• Task details
Say how many lines below contain the word "react". The number is the entire reply.

• Provided material
________________
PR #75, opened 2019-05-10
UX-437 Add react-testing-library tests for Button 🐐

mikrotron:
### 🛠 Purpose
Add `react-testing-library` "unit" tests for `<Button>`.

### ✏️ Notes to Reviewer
________________
• Answer for this exercise
2